Visual fields were evaluated by perimetry, disclosing right temporal hemianopsia and left inferior temporal quadrantanopsia. Radiological studies showed a heterogeneous mass inside and above the pituitary fossa with involvement of the optic chiasm; there was no calcification (Figs. 1, 2, 3, 4, and 5). The patient was diagnosed with a nonfunctioning pituitary macroadenoma.
Contrast-enhanced computed tomography (left), and magnetic resonance T2WI axial (right) images, at the suprasellar level, showing tumor above the pituitary gland with heterogeneous contrast enhancement and T2WI signal in the same fashion. There is no calcification
MRI sagittal (left) and coronal (right) T2WI views. In the sagittal view, there is a mass inside the pituitary fossa, with compressed hypophyseal tissue seen in the coronal view
MRI sagittal (left) and coronal (right) T1WI views. Note involvement of the optic chiasm
MRI sagittal (left) and coronal (right) T1WI views with IV gadolinium showing strong heterogeneous contrast enhancement
Multislice contrast-enhanced computed tomography rendering images of the tumor in the superior (left) and the anterior (right) views to surgery plan
Operation
Endoscopic transnasal transsphenoidal microsurgery was performed, and a hard, fibrous tumor was removed. The sellar diaphragm was involved by the lesion, and resection resulted in a cerebrospinal fluid (CSF) fistula. The sphenoid sinus was packed with fat and biological glue, and a lumbar drainage via percutaneous catheter was performed.

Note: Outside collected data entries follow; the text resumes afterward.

PR #484, opened 2019-04-03
airframe-codec: Support JSONValue, Json (raw json string) 

xerial:


airframe-msgpack/src/main/scala/wvlet/airframe/msgpack/spi/Value.scala
```diff
@@ -212,7 +211,7 @@ object Value {
 
   case class TimestampValue(v: Instant) extends Value {
     override def toJson: String = {
-      LogTimestampFormatter.formatTimestamp(v.toEpochMilli)
+      v.toString
```
xerial: We need to support nanosec

PR #498, opened 2019-05-19
Build for Scala 2.11 only at mater branch commits

xerial:
Spark 2.4.x is rolled back to Scala 2.11 because there are many Spark users who still need time to migrate to Scala 2.12. 

This PR will recover Scala 2.11 build only for master branch commits.


xerial:
cc: @takezoe

PR #505, opened 2019-05-31
airframe-metrics: Support exact start dates in TimeWindow

xerial:
If we support extact start dates in TimeWindow, we don't need to support multiple flavors of time window functions (e.g., withinTimeRange(start, end, ...)) Just using `within(duration string)` will be sufficient for the most of the use cases.


airframe-metrics/jvm/src/main/scala/wvlet/airframe/metrics/TimeParser.scala
```diff
@@ -33,29 +33,31 @@ object TimeParser extends LogSupport {
...
           }
       }
       .toOption
   }
 
-  def parseZonedDateTime(s: String): Option[ZonedDateTime] = {
-    def loop(lst: List[DateTimeFormatter]): Option[ZonedDateTime] = {
-      if (lst.isEmpty)
+  def parseZonedDateTime(s: String): Option[TimeParseResult] = {
+    def loop(lst: List[DateTimeFormatter]): Option[TimeParseResult] = {
```
takezoe: We can mark this internal `loop` method as `@tailrec`.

Histopathological Findings
The specimen contained a small amount of adenohypophysial parenchyma and a highly cellular spindle-cell proliferation with a dense, hyalinized collagenous stroma and dilated vascular spaces, some showing a staghorn-like appearance. Areas of cellular pleomorphism and increased cellularity were present, but mitoses were not identified (Fig. 6A). Immunohistochemistry showed strong immunoreactivity for vimentin (Fig. 6B), CD34 (Fig. 6C), and BcL-2; vessel walls stained for factor VIII. No specific staining for GFAP or S100 protein was found, and the tumor was negative for keratins, EMA, smooth muscle actin, and muscle-specific actin as well as myoD1, melanoma cocktail, and CD99. Cyclin D1 was localized in only a few scattered nuclei (less than 5% in the most positive area) and MIB-1 labeling had a similar pattern with an index of <5%. Stains for p53 were weakly positive in the majority of tumor nuclei. The features were considered to be those of SFT.
Spindle-cell tumor consistent with solitary fibrous tumor. a Highly cellular spindle-cell proliferation with a dense, hyalinized collagenous stroma and dilated vascular spaces, some showing a staghorn-like appearance. Areas of cellular pleomorphism and increased cellularity were present, but mitoses were not identified. (H&E ×50). b Strong immunoreactivity for CD34 (×50). c Strong immunoreactivity for vimentin (×50)
Postoperative Course
He developed hypopituitarism, as shown in Table 1, and complete central diabetes insipidus. Glucocorticoids, DDAVP, levothyroxine, and testosterone were administered. His postoperative course was also complicated by two episodes of meningitis, and he was discharged 49 days after the surgery. Two months after the surgery, his eyesight had improved markedly, and the total 24-h urine output volume varied from 1.5 to 2.0 L, while he was treated with intranasal DDAVP. The patient was clinically well, and MRI of the brain performed 10 months after the surgery showed no evidence of tumor.
Discussion
Pituitary adenomas comprise approximately 90% of sellar masses [32]. In a large series of 911 patients who underwent transsphenoidal surgery for sellar masses, 83 had lesions other than pituitary adenoma, including cysts, other primary tumors such as craniopharyngioma, chordoma, meningioma, or lymphoma, metastatic carcinoma, inflammatory lesions such as granulomas, infection or lymphocytic hypophysitis, and mucocele or aneurysm [32]. SFT is not usually included in this differential diagnosis.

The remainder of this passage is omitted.